I am a little confused here. If the integral of f'(x)/f(x)= ln|f(x)| +k then say the below equations which are the same give different results?

2/(2x+2)

The top is a derivative of the bottom, so the integral is ln|2x+2|+k

1(x+1)

This is the same as the first equation. The top is also a derivative of the bottom, so the integral is ln|x+1|+k

The two equations are the same so how could they give different integrals?

Thanks for your time

 

[arildno]

ln|2x+2|+k=ln|2(x+1)|+k=ln|x+1|+ln|2+k=ln|x+1|+K, K=k+ln|2|

Thus, the two examples you gave differ only by a constant, something you know that anti-derivatives are allowed to differ with.

Agreed?

 

[gladius999]

yes i agree it only differs by a constant, but that constant is not counted when finding the definite integral. That means that if u find the definite integral of the equations u would get different answers?

 

[boboYO]

No you wouldn't, the constant gets canceled when you do definite integration. Try it.

 

[arildno]

Remember that ln|a(x+b)|-ln|a(X+b)|=ln(|x+b|/|X+b|), irrespective of the value of "a".

Agreed?

 

[gladius999]

No you wouldn't, the constant gets canceled when you do definite integration. Try it.

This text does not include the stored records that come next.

PR #9772, opened 2022-03-30
feat(NX-3053): Only display edition set selection modal when the artwork is non-unique

lean8086:

This PR solves [NX-3053]

### Description

- make tracking event on the confirm button optional: only modal window triggers tracking
- make the content of the confirm button dynamic
- convert OpenInquiryModalCTA into MakeOfferOnInquiryButton
    - make offer button can either open the modal or create an offer directly now
    - creates an offer using the same button component as in the modal window

cc @artsy/negotiate-devs 

[NX-3053]: https://artsyproduct.atlassian.net/browse/NX-3053?atlOrigin=eyJpIjoiNWRkNTljNzYxNjVmNDY3MDlhMDU5Y2ZhYzA5YTRkZjUiLCJwIjoiZ2l0aHViLWNvbS1KU1cifQ


src/v2/Apps/Conversation/Components/MakeOfferOnInquiryButton.tsx
```diff
@@ -0,0 +1,105 @@
...
+            <Text color="black60" variant="xs" mb={1}>
+              Only purchases completed with our secure checkout are protected by{" "}
+              <RouterLink to="/buyer-guarantee" target="_blank">
+                The Artsy Guarantee
+              </RouterLink>
+              .
+            </Text>
+          </Flex>
+        </Flex>
+        {artwork.editionSets && artwork.editionSets.length > 1 ? (
```
lean8086, line 61: Working on [NX-3052](https://artsyproduct.atlassian.net/browse/NX-3052) I saw we use `artwork.isEdition`. Would that be also the case here?

src/v2/Apps/Conversation/Components/ConfirmArtworkButton.tsx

thats exactly what I am talking about. The constant gets canceled therefore the two integrals must be different which doesn't make sense because they are the essentially the same equation.

 

[gladius999]

Remember that ln|a(x+b)|-ln|a(X+b)|=ln(|x+b|/|X+b|), irrespective of the value of "a".

Agreed?

Ooo. Yes that makes sense now. So with the different constants added to the indefinite integrals, the two integrals are equal in value?

 

[arildno]

Given two anti-derivatives of the same function, you can always make them identical by adding some constant to one of them.

I hope that answers your question.

 

[gladius999]

yes it does. Thank you very much good sir.